You can find an example deployment in this repo: /test-imgs/ In that folder there is a CSV file with all the prediciton and bbox information: /test-imgs/results_detections.csv
example detections CSV
| relative_path | label | confidence | bbox_left | bbox_top | bbox_right | bbox_bottom | DateTimeOriginal | Latitude | Longitude |
|---|---|---|---|---|---|---|---|---|---|
| img_0001.jpg | species Alcelaphus buselaphus | 0.92241 | 558 | 398 | 941 | 654 | 18/01/2013 08:58 | 0.27805552777777776 | 36.87395458333334 |
| img_0001.jpg | family Bovidae | 0.94621 | 1058 | 468 | 1227 | 574 | 18/01/2013 08:58 | 0.27805552777777776 | 36.87395458333334 |
| img_0002.jpg | species Alcelaphus buselaphus | 0.97218 | 552 | 397 | 919 | 652 | 18/01/2013 08:58 | 0.27805552777777776 | 36.87395458333334 |
I dont really have a concrete idea of how it should look, but I believe the following should be present
- let the user select a representative image to do the calibration. Perhaps using https://github.com/jrieke/streamlit-image-select ?
- run the depth anything model (https://github.com/DepthAnything/Depth-Anything-V2) over that image and get the distance map for that image. It would be nice to have the RGB image next to the coloured distance map of that image. Perhaps something like this https://huggingface.co/spaces/depth-anything/Depth-Anything-V2 ?
- do the actual calibration, where the user clicks on a few objects, and inputs the known distance. E.g., this tree is 3 meters away, this bush is 10 meters away, etc. How many? I don't know. We'll have to test. It would be nice to be able to click on either the RGB image or the depth map if the user perfers either one, and have calibration point show up at both images. Perhaps using https://image-coordinates.streamlit.app/dynamic_update ?

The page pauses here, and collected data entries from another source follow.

PR #10396, opened 2026-06-05
feat: minimal engine controller canister

NikolaMilosa:
This PR implements a minimal canister that will allow on demand creating and deleting of Cloud Engines.


rs/engine_controller/canister/canister.rs
```diff
@@ -0,0 +1,189 @@
...
+    }
+    Ok(caller)
+}
+
+#[update]
+async fn create_engine(args: CreateEngineArgs) -> Result<(), String> {
+    let caller = ensure_authorized()?;
+
+    // Validate node list.
+    if args.node_ids.len() != REQUIRED_NODE_COUNT {
```
r-birkner: Let's drop this step altogether or do
```suggestion
    if args.node_ids.len() < REQUIRED_NODE_COUNT {
```
such that there is some flexibility to also create larger cloud engines.

rs/engine_controller/canister/canister.rs
```diff
@@ -0,0 +1,189 @@
...
+        return Err(format!(
+            "Expected exactly {REQUIRED_NODE_COUNT} node ids, got {}",
```
r-birkner: Just aligning it with the above comment
```suggestion
            "Expected at least {REQUIRED_NODE_COUNT} node ids, got {}",
```

rs/engine_controller/canister/canister.rs
```diff
@@ -0,0 +1,189 @@
...
+        max_ingress_messages_per_block: 1000,
+        unit_delay_millis: 1000,
+        canister_cycles_cost_schedule: Some(CanisterCyclesCostSchedule::Free),
+        features: SubnetFeatures {
+            canister_sandboxing: false,
+            http_requests: true,
+            sev_enabled: Some(false),
+        },
+        // Maybe this can be used to know subnet id ahead of time?
+        // subnet_id_override: todo!(),
```
r-birkner: I think this is for testing (e.g., I want to create a subnet with the same ID as on mainnet)

rs/engine_controller/canister/canister.rs
```diff
@@ -0,0 +1,189 @@
+//! The engine controller canister.
+//!
+//! This canister provides a thin user-facing API on top of the registry
+//! canister's `create_subnet` / `delete_subnet` endpoints. Only a single,
+//! hard-coded authorized principal may invoke its methods.
```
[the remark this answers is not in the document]
NikolaMilosa: Generally, we intend to not change this for a network. This was made configurable for deploying to non-mainnet setups where we don't have access to the production key.

rs/engine_controller/tests/tests.rs
```diff
@@ -0,0 +1,424 @@
...
+            replica_version_id: test_replica_version(),
+        },
+    )
+    .await
+    .unwrap_err();
+    assert!(err.contains("Duplicate node id"), "unexpected error: {err}");
+}
+
+#[tokio::test]
+async fn init_arg_overrides_authorized_caller_and_survives_upgrade() {
```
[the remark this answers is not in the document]
NikolaMilosa: Probably won't be used like that.

rs/engine_controller/canister/canister.rs
```diff
@@ -0,0 +1,187 @@
...
+pub struct EngineControllerInitArgs {
+    /// If `Some`, replaces the default authorized caller; if `None`, the
+    /// default is kept.
+    pub authorized_caller: Option<Principal>,
+}
+
+fn apply_init_args() {
+    // Accept either an empty argument (Candid cannot encode "no arg" for
+    // `opt T` as zero bytes, but installs/upgrades commonly omit the arg
+    // entirely) or a Candid-encoded `opt EngineControllerInitArgs`.
```
mraszyk: Specifying an empty vector of bytes is treated the same as `()` which is compatible with `(opt T)` so there should not be an issue. Could you please fix this in Candid, @lwshang ?

rs/engine_controller/canister/canister.rs
```diff
@@ -0,0 +1,187 @@
...
+    }
+    Ok(caller)
+}
+
+#[update]
+async fn create_engine(args: CreateEngineArgs) -> Result<(), String> {
+    let caller = ensure_authorized()?;
+
+    // Validate node list.
+    if args.node_ids.len() < REQUIRED_NODE_COUNT {
```
mraszyk, line 130: this allow any high number of nodes, contradicting the above comment: "Exactly this many nodes are expected when creating a new engine"

rs/engine_controller/canister/canister.rs
```diff
@@ -0,0 +1,187 @@
...
+            return Err(format!("Duplicate node id supplied: {n}"));
+        }
+    }
+
+    // Make sure the caller is part of the subnet admins.
+    let mut subnet_admins: Vec<PrincipalId> =
+        args.subnet_admins.into_iter().map(PrincipalId).collect();
+    let caller_pid = PrincipalId(caller);
+    if !subnet_admins.contains(&caller_pid) {
+        subnet_admins.push(caller_pid);
```
mraszyk, line 148: Shouldn't we reject the input instead?

rs/engine_controller/canister/canister.rs
```diff
@@ -0,0 +1,187 @@
...
+        dkg_interval_length: 499,
+        dkg_dealings_per_block: 1,
+        initial_notary_delay_millis: 300,
+        max_block_payload_size: 4 * 1024 * 1024, // 4 MiB
+        max_ingress_bytes_per_message: 2 * 1024 * 1024, // 2 MiB
+        max_ingress_messages_per_block: 1000,
+        unit_delay_millis: 1000,
+        canister_cycles_cost_schedule: Some(CanisterCyclesCostSchedule::Free),
+        features: SubnetFeatures {
+            canister_sandboxing: false,
```
mraszyk, line 174: Is this really what other subnets are using at the moment? Canister sandboxing is always used so if we set `false` here, then we're likely hitting dead code anyway.

rs/engine_controller/canister/canister.rs
```diff
@@ -0,0 +1,187 @@
...
+            http_requests: true,
+            sev_enabled: Some(false),
+        },
+        ..Default::default()
+    };
+
+    let response: Result<NewSubnet, String> =
+        Call::bounded_wait(REGISTRY_CANISTER_ID.into(), "create_subnet")
```
mraszyk: using a bounded-wait call for a non-idempotent action is risky because a timeout will prevent the caller from knowing if the action failed (and what reason caused the failure) or succeeded; since both caller (this canister) and callee (the registry canister) are on the NNS subnet, using an unbounded-wait call should be fine in this case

- calculate the distances of all the bounding boxes of the animals in the other images in that deployment, so we can add it to the results. We can do different things here, like the distance of the center of the bounding box (perhaps not useful for weirdly shaped animals that dont always have a body in the center like snakes, giraffes, etc?). Maybe best to take the center of the bottom of the bbox, so that we have the distance at the ground level. This is also error prone due to grass or other object in the way.. We'll have to give it some trial and error... We can also caluclate the hight of the animal, which will give the user some information on the age group of the animal (juvenile / adult).
This is just an initial idea! Please don't take these to strict. In my experience it always turns out different that you would expect, so please feel free to play around and try out what feels best!
Using the Image Selector, select the image you know a known distance point in meters. For example, a tree or fence post. Once an image is selected, scroll down and click on the object you know the distance of. This will pass the pixel coordinates. After clicking the point, enter the distance in meters in the box below. This will add a "distance_m", "px_x", and "px_y" columns to results_detections. Currently the page must be reloaded to see the additions to the predictions csv file. Note: This will modify results_detections.csv
The point of this is to get a calibration point that can be passed to the model to calculate distance. Multiple points can be added by clicking on different images and objects.